HELP! NOT WORKING: Exclude id & filter id

bobziyangding · December 22, 2023, 8:29pm

I am trying to observe the behaviour of exclude_id or filter. However, it seems like the argument is not working at all! it keeps giving me same query result even if i exclude previous query result id in next query (everytime) Can anyone help to see what is going on?

Attached is my query and a screenshot of the output:

import pinecone
from collections import defaultdict

PINECONE_API_KEY = “something that is valid”

PINECONE_ENVIRONMENT = “gcp-starter”

pinecone.init(api_key=PINECONE_API_KEY, environment=PINECONE_ENVIRONMENT)

consumed_id = sorted([
“582c156e-314d-43bc-9cbb-002863af892f”,
“6847af8a-8273-4adb-bddc-1e678cbbe8cc”,
“8bcaf79c-83c5-4efc-b78c-7cc63cb28091”,
“c7577db8-8233-4380-bc40-ddd8a9cf3042”,
“6ef3ee6c-9d6f-48ec-90c8-19f8021ab44c”
])

seen_time = defaultdict(int)

for p in consumed_id:
seen_time[p] += 1

for i in range(10):

get read card data from pinecone

index = pinecone.Index(“iearn-content”)
results = index.query(
vector=vector,
top_k=5,
namespace=“read-card”,
exclude_ids = consumed_id
)

toRead_ids = sorted([result.id for result in results.matches])
print(toRead_ids)

for p in toRead_ids:
seen_time[p] += 1

consumed_id.extend(toRead_ids)
consumed_id = list(set(consumed_id))

Cory_Pinecone · December 22, 2023, 9:16pm

Hi @bobziyangding. Pinecone doesn’t have an “exclude_ids” option for queries. You can use metadata filtering to filter out those vectors, but they would have to have a common piece of metadata to do that.

You could do something like this first:

for id in consumed_id:
    update_response = index.update(
        id=id,
        set_metadata={'excluded': True},
        namespace='read-card'
    )

Then you would filter for those in your original query like so:

    results = index.query(
        vector=vector,
        top_k=5,
        namespace=“read-card”,
        filter={'excluded': { '$ne': True}}
    )

Keep in mind that the metadata will remain the same after all of this, so if you want to reset it you’ll need to set those to False, using the same update operation as before and just changing the boolean value.

bobziyangding · December 22, 2023, 9:47pm

Hi. @Cory_Pinecone Thank you so much for the help!
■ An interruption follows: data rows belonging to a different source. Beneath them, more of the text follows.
PR #128, opened 2019-12-31
Fix hook permissions, progress on #79

sahansk2:
Fixes #125 and fixes #77, which are duplicates. Credit goes to @divCurlF for this PR.

This issue has been brought up a second time, and since @divCurlF did most of the fixes already, I just went ahead and implemented them (meaning the rest of them).

Truth to be told, I'm not as confident resolving these merge conflicts, since I didn't author the code, but I can investigate and try resolving them anyway.

PR #131, opened 2020-01-01
Abort commit

parkmichael777:
This code uses the pre-commit hook to prevent commits via 'git commit <name>'. It also prints a message pointing the user to git gud commit and informing them that their commit has been aborted.

This code is dependent on hooks being skipped by gitpython commits (so that git gud commit will still commit)

Furthermore, for future use of the pre-commit hook (although, I don't see how it can be used considering the changes in this PR and #130), the bash script needs to be modified so that an 'exit 0' condition can be reached.


parkmichael777:
The only new commits for this feature is the last three (b8727f5, cec9e9a, and c0769a9)

gitgud/hooks/precommit.py
```diff
@@ -0,0 +1 @@
+print("Error: Please use 'git gud commit'. Aborting your commit now.")
```
benthayer: Can you change this to 
```
print("Git Gud: git commit is disabled for this level. Please use 'git gud commit'.")
```

gitgud/hooks/__init__.py
```diff
@@ -3,5 +3,6 @@
     # ('git-hook-name', 'modulename')
     ('post-rewrite', 'postrewrite'),
     ('commit-msg', 'commitmsg'),
-    ('post-merge', 'postmerge')
+    ('post-merge', 'postmerge'),
```
benthayer: Go back through this branch and do an interactive rebase to get rid of all the code added by post-merge. You can force push to here

gitgud/__main__.py
```diff
@@ -155,7 +155,10 @@ def handle_init(self, args):
                 hook_file.write('#!/bin/sh' + os.linesep)
                 hook_file.write('cat - | '
                                 + python_exec + ' -m gitgud.hooks.' + module_hook_name + ' "$@"' + os.linesep)
-                hook_file.write('exit 0' + os.linesep)
+                if git_hook_name == "pre-commit":
+                    hook_file.write('exit 1' + os.linesep)
+                else:
+                    hook_file.write('exit 0' + os.linesep)
```
benthayer: This is not right.

The idea is that we can use our python hook (`precommit.py`) to give the exit code, then we don't need to clutter `handle_init`. Just add `exit(1)` to `precommit.py`

gitgud/hooks/precommit.py
parkmichael777: Changed.

gitgud/hooks/__init__.py
parkmichael777: All features are rebased off track_commits. Track_commits has been modified to hold the definitive versions of shared files.

gitgud/__main__.py
parkmichael777: Ah, I understand now. This was written before I knew about #128. I will add the correct exit code but be sure to merge sahansk2's pull request—It will not work until that code has been integrated.

gitgud/hooks/precommit.py
```diff
@@ -1,5 +1,4 @@
 import sys
 
-print('Command "git commit" is diabled. Use "git gud commit" instead.')
+print('Command "git commit" is disabled. Use "git gud commit" instead.')
 sys.exit(1)
```
benthayer: You can just remove the import statement and change `sys.exit(1)` to`exit(1)`. `exit` is a built-in

gitgud/operations.py
```diff
@@ -34,6 +36,7 @@ def add_and_commit(self, name):
         # TODO Commits with the same time have arbitrary order when using git log, set time of commit to fix
         self.add_file_to_index(name)
         commit = self.repo.index.commit(name, author=actor, committer=actor, skip_hooks=True)
+        track_commit(self, name, commit.hexsha[:7])
```
benthayer: Why do we have this here, isn't this out of scope for this PR?

gitgud/operations.py
```diff
@@ -21,6 +22,7 @@ def __init__(self, path, initialize_repo=True):
             self.repo = None
 
         self.git_path = os.path.join(self.path, '.git')
+        self.commits_json_path = os.path.join(self.path, '.git', 'gud', 'commits.json')
```
benthayer: Isn't this out of scope for this PR?

gitgud/operations.py
```diff
@@ -215,3 +221,20 @@ def get_operator():
...
+def track_commit(file_operator, commit_num, commit_hash):
+    # Assumes that .git/gud/commits.json has been initialized by 'git gud load'
+    if os.path.exists(os.path.join(file_operator.git_path, "gud", "commits.json")):
+        with open(os.path.join(file_operator.git_path, "gud", "commits.json")) as fp:
+            commit_dict = json.load(fp)
+        commit_dict["C" + commit_num] = commit_hash
+        with open(os.path.join(file_operator.git_path, "gud", "commits.json"), 'w') as fp:
+            json.dump(commit_dict, fp)
+    else:
+        print("ERROR: Commit tracker does not exist!")
```
benthayer: These seem like the belong in other PRs, is that correct?

gitgud/hooks/precommit.py
parkmichael777: done

gitgud/operations.py
parkmichael777: It's there because all features (abort_commit, track_merges, track_rebases) are based off the track_commits branch.

gitgud/operations.py
parkmichael777: It's there because all features (abort_commit, track_merges, track_rebases) are based off the track_commits branch. There are certain changes (like the hooks/init file, hooks paths, and __main__ formatting) that need to propagate to all feature branches. Whenever these need changing, they are done to the track_commits branch and then the other branches are rebased on top of track_commits. This comes with the side effect that track_commits stuff gets added, but most of that is pretty useful for debugging so I didn't mind it propagating.

gitgud/operations.py
parkmichael777: yes specifically track_commits.

parkmichael777:
Ah, I realize now since you are using github's website to view all the additions/deletions, it might not have been the best idea to do the rebases because it makes it seem like foundational code changes (changes made in track_commits) are specific to abort_commit. Sorry about that. It might be useful to look at the tree.

benthayer:
Since the changes are unneccessary for this PR and I'd rather review the changes in the track_commits branch, can you delete that code? We can add it back later. I don't mind it being a manual deletion as opposed to a revert/rebase, I'm probably going to squash this anyways.

parkmichael777:
@benthayer Ok, I deleted it. I think I got most of it.

PR #132, opened 2020-01-03
Name and Track rebases

### LINKED ISSUE #43: Complete the `post-rewrite` hook to keep track which commits have been rebased

parkmichael777:
fixes #43 
May need to clean up logging.

Will need to add ability to add user flags.


parkmichael777:
Branches

New commits start from 625c26a

PR #142, opened 2020-01-25
Removed mentions of git gud progress

sahansk2:
This should have been part of #134 -- all mentions of the old command are gone now.


benthayer:
Great, thank you

Issue #145, opened 2020-02-19
Add CONTRIBUTORS file to repository


e-leclercq:
Add an exhaustive list of contributors to the **git-gud** repository in the form of an html file, `CONTRIBUTORS`. Later, include information about this file in the `AUTHORS` section of the **git-gud** man page #144.

benthayer:
How does this look in other repositories? I thought it was standard to link to GitHub, which will always show an up to date list of contributors

PR #146, opened 2020-02-19
Added manpage for git-gud

### LINKED ISSUE #144: Add man page for `git gud`
We should write a man page for `git-gud`. This feature would be a good way to tackle issue #109.

e-leclercq:
Fixed #144 
Wrote and added a manpage for git-gud. Will possibly submit another PR soon to add this to the setup.py script, so it is installed in the correct `man` directory.


git-gud.1
```diff
@@ -0,0 +1,68 @@
+.TH git-gud 1 "19 Feb 2020" "version 0.0"
+.SH NAME
+git-gud \- get good at git with git-gud
```
benthayer: Can we capitalize "Get good..."

git-gud.1
```diff
@@ -0,0 +1,68 @@
...
+.SH SYNOPSIS
+.B git gud
+[option1] [option2]
+.SH DESCRIPTION
+.B git-gud
+teaches you how to use Git with fun interactive tutorials.
```
benthayer: "Teaches..."

git-gud.1
```diff
@@ -0,0 +1,68 @@
...
+Use the following command to create a Git repository and start the first level:
+.B python\ \-m\ gitgud\ start
```
benthayer: We don't really use this (we can, but we don't advertise it). Git gud is actually registered as a program. If you look in wherever you have python installed, you'll see a `git-gud` executable which is run when you type in `git gud`

Also, the start command is out of date. It's `git gud init`.

git-gud.1
```diff
@@ -0,0 +1,68 @@
...
+.TP
+\fBgoal\fP
+Concisely prints out what is needed to complete the level.
+.TP
+\fBshow\-tree\fP
+Visualizes the current git tree.
+.SH BUGS
+If you believe you have found a bug in \fBgit-gud\fR, please file an issue at this address https://github.com/benthayer/git-gud/issues/
+.SH AUTHOR
+Written by Evan LeClercq (eleclercq@tuta.io).
```
benthayer: Can you add a link to the github page here so people can find all the authors of git gud themselves. Give me explicit credit for starting it, and mention OSAI. It's also fine to give yourself explicit credit for the man page as you've done.

It'd probably make sense to follow the style of the git man page for this section

git-gud.1
```diff
@@ -0,0 +1,68 @@
...
+.SH SEE ALSO
+.TP
+git(1)
+.SH DISCLAIMER
+THE SOFTWARE IS PROVIDED "AS IS", WITHOUT WARRANTY OF ANY KIND, EXPRESS OR IMPLIED, INCLUDING BUT NOT LIMITED TO THE WARRANTIES OF MERCHANTABILITY, FITNESS FOR A PARTICULAR PURPOSE AND NONINFRINGEMENT.
+IN NO EVENT SHALL THE AUTHORS OR COPYRIGHT HOLDERS BE LIABLE FOR ANY CLAIM, DAMAGES OR OTHER LIABILITY, WHETHER IN AN ACTION OF CONTRACT, TORT OR OTHERWISE, ARISING FROM, OUT OF OR IN CONNECTION WITH THE SOFTWARE OR THE USE OR OTHER DEALINGS IN THE SOFTWARE.
+See the LICENSE file distributed with git-gud or https://github.com/benthayer/git-gud/blob/master/LICENSE.md for complete details.
```
benthayer: Can you mention specifically that this is the MIT license? It makes sense to keep everything else

git-gud.1
```diff
@@ -0,0 +1,68 @@
+.TH git-gud 1 "19 Feb 2020" "version 0.0"
```
benthayer: Git is written `GIT(1)` in its man page, maybe we should make this all caps too?

git-gud.1
e-leclercq: No, as this is supposed to be all lowercase.

e-leclercq: No, as this is supposed to be all lowercase.

git-gud.1
e-leclercq: Again, this is supposed to be lowercase. If you view the man page, you will see this.

git-gud.1
e-leclercq: Okay, I will make the change from `python\ \-m\ gitgud\ start` to `git gud init`, possibly moving the added change to a more relevant section.

git-gud.1
e-leclercq: I filed this under #145: "Add CONTRIBUTORS file to repository". Man pages are meant to be local manuals, so having a link in this section is a *faux pas*, which is why I suggested adding a contributing section. 

Also, note that the `AUTHOR` section of a man page is the person who wrote the man page. The `AUTHORS` section is reserved for both the person or persons who authored the man page **and** those who have contributed to the development of the program.

For now I am leaving this; however, upon resolution of issue #145, I will add that file to the man page and update the section to `AUTHORS` to reflect that change.

git-gud.1
e-leclercq: Ope, I must have accidentally held Shift while CapsLock was on. I will fix this.

git-gud.1
e-leclercq: This section contains the disclaimer, not the license itself; however, it refers to the LICENSE file you have distributed which is the MIT License.

git-gud.1
e-leclercq: Fixed

git-gud.1
e-leclercq: Fixed

git-gud.1
benthayer: Can I see a source for this?

I found [this](http://man7.org/linux/man-pages/man7/man-pages.7.html), which says the use of `AUTHORS` is strongly discouraged. When I run `man vim` and `man git`, the `AUTHOR` section 

Git man page:
```
AUTHORS
       Git was started by Linus Torvalds, and is currently maintained by Junio C Hamano. Numerous contributions have
       come from the Git mailing list <git@vger.kernel.org[5]>. http://www.openhub.net/p/git/contributors/summary
       gives you a more complete list of contributors.

       If you have a clone of git.git itself, the output of git-shortlog(1) and git-blame(1) can show you the authors
       for specific parts of the project.
```

Vim man page:
```
AUTHOR
       Most of Vim was made by Bram Moolenaar, with a lot of help from others.  See ":help credits" in Vim.
       Vim  is based on Stevie, worked on by: Tim Thompson, Tony Andrews and G.R. (Fred) Walter.  Although hardly any
       of the original code remains.
```

These seem to be similar usage, and given that use of the `AUTHORS` section is "strongly discouraged", I think the git approach of ```If you have a clone of git.git itself, the output of git-shortlog(1) and git-blame(1) can show you the authors for specific parts of the project.``` It also seems like `AUTHOR` and `AUTHORS` are the same section, just renamed depending on the number of authors, so it wouldn't make sense to have both sections.

Also, as this project is based on git, I want to follow their convention. It seems like the git repo contains the equivalent of the CONTRIBUTORS file and using the git log instead makes our lives easier.

So the bottom line would be to have that same quote from the git repository while also citing the other things I said.

I'd like to hear your thoughts.

git-gud.1
benthayer: I viewed the man page, and I see what you mean.

Instead, can you change the bolded "git-gud" to unbolded "Git Gud"? The official name is "Git Gud" and the command is "git gud" just like "Git"'s command is "git"

git-gud.1
```diff
@@ -0,0 +1,68 @@
+.TH GIT-GUD 1 "19 Feb 2020" "version 0.0"
+.SH NAME
+git-gud \- get good at git with git-gud
+.SH SYNOPSIS
+.B git gud
+[option1] [option2]
```
benthayer: I don't think this is actually the syntax we use. I'm thinking it might be better to take what git does:
```
SYNOPSIS
       git [--version] [--help] [-C <path>] [-c <name>=<value>]
           [--exec-path[=<path>]] [--html-path] [--man-path] [--info-path]
           [-p|--paginate|--no-pager] [--no-replace-objects] [--bare]
           [--git-dir=<path>] [--work-tree=<path>] [--namespace=<name>]
           [--super-prefix=<path>]
           <command> [<args>]
```

And do this:

```
SYNOPSIS
       git gud [--version] <command> [<args>]
```
or something similar

git-gud.1
```diff
@@ -0,0 +1,68 @@
...
+.SH DESCRIPTION
+.B git-gud
+teaches you how to use Git with fun interactive tutorials.
+Use the following command to create a Git repository and start the first level:
+.B git\ gud\ init
```
benthayer: From the previous review:

> I looked at the man page for git, and it seems that all the git commands where you write git init etc are actually all their own commands and all have their own man page. Would it make more sense to actually convert git gud's subcommands into actual subcommands so things like git-gud-load are actually their own unique command and not just an argument to the git-gud command? That seems to be what git does with all of it's commands, and I'd love to stay in line with what Git's doing.

Can you please respond to this?

I'm thinking visually, this would look like `git-gud-init(1)` and I would have to create a new command entrypoint that would directly correspond with the `git-gud-init` command rather than a processed subcommand

git-gud.1
e-leclercq: This is true; however, the package name is git-gud. So, I figured that would go under name. For example, URxvt (which has a man page that is accessed with `man urxvt`) comes from the package `rxvt-unicode`, and the latter is what is under `NAME` in the man page. I think this makes things easier (at least, for myself it does); however, I can understand your point.

git-gud.1
e-leclercq: I like it. I did not know the exact syntax, so I will make the relevant changes right now.

git-gud.1
e-leclercq: Okay, that sounds good. I think that can be done after the PR though, as these would be separate man pages and this one is just for git-gud for now.

benthayer:
Can you push your updates?

e-leclercq:
I made the requested changes and just pushed them.

git-gud.1
```diff
@@ -0,0 +1,70 @@
...
+\fBinstructions\fP
+Displays instructions for current level.
+.TP
+\fBreset\fP
+Resets the current level.
+.TP
+\fBtest\fP
+Tests if current level is complete.
+.TP
+\fBload\ next\fP
```
benthayer: Move this by the other load commands.
There are also two more commands to add: `load prev` and `load previous`, which both load the previous commands

git-gud.1
```diff
@@ -0,0 +1,70 @@
+.TH GIT-GUD 1 "19 Feb 2020" "version 0.0"
+.SH NAME
+git-gud \- get good at git with git-gud
+.SH SYNOPSIS
+.B git gud
+[\-\-version] [\-\-help]  
+<command> [<args>]
+.SH DESCRIPTION
+.B Git Gud
```
benthayer: This is showing a weird space because of the bold. The git manpage doesn't have "Git" bolded, so I think it'd make sense to have this not bolded.

What do you think?

e-leclercq: This is not true. The bold text does not result in a spacing issue that is just the justification that man pages use. I did make an unrelated minor change to the spacing somewhere else though. Also, most man pages I have seen (and I read at least one man page an hour at this point) have the name of the program emboldened, including Vim and the terminal emulator I use.

git-gud.1
e-leclercq: I just update this and pushed the changes.

PR #148, opened 2020-02-21
Added `show tree` as an alternative command.

### LINKED ISSUE #117: Allow users to type in git gud show tree
It seems like users are typing this in anyways when they mean to type in git gud show-tree. We should let them

### LINKED ISSUE #177: GitHub/GitLab + Provider specific levels
We should have levels that specifically train you to use various features of git hosting providers.

One way to do this would be to have associated blog posts with images to help with the stuff in the UI and then git gud would act as a companion.

Things to use would be closing issues via commit messages, adding pull/merge requests, merging and various other things

sahansk2:
Fixes #117.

However, I still need some sorts of id restriction because, essentially, what Im doing is I need to supply a list of content id that a user has already consumed, so that the query should only query results that ‘has not seen’ by a specific user.

In this way, for each user, its query is basically searching in a different subset of all the samples in the database, and that subset has to be specified in someway, and I was thinking about using id.

Given this situation, are you aware of any solution? I know that you can put id as a metadatafield, but that will immensly increase the cardinality and making the performance really bad…

Is there any alternative way to have this solved? I am okay with approximate and non-exact subset query solutions

bobziyangding · December 22, 2023, 9:59pm

Also, I just tried this:

And it still doesnt work. Also, the forloop update will be extremely slow when consumed_id gets long

s170559 · December 24, 2023, 2:23am

I have integrated a similar structure on my current platform. I’ve found that relying solely on Pinecone’s metadata for exclusion criteria isn’t the most efficient method. To address this, I’ve integrated Redis into the workflow for handling exclusions more effectively.

Our process begins by querying our Redis database to determine which items the user has already seen. Once we have this information, we then proceed to interact with Pinecone, using it to specifically exclude the IDs of items already viewed by the user. This approach is facilitated by two specific metadata filters within Pinecone, which are tailored to support this exclusion process.

This hybrid method of using Redis for initial exclusion checks, followed by Pinecone queries with refined exclusion criteria, has proven to be a more optimal solution in our use case.

But it is tricky…

Cory_Pinecone · January 4, 2024, 5:56pm

@bobziyangding while I’m obviously reticent about telling Pinecone users to add another database to their stack, I think @s170559 may have the optimal solution for you here. Would this be feasible for you to implement?

s170559 · January 17, 2024, 5:18pm

So here is the very basic flow

I use Upstash Redis since it is quick and easy, but it does not really matter. A simple CSV file could do the same xD (Witch i use alot haha)

system · January 31, 2024, 5:18pm

This topic was automatically closed 14 days after the last reply. New replies are no longer allowed.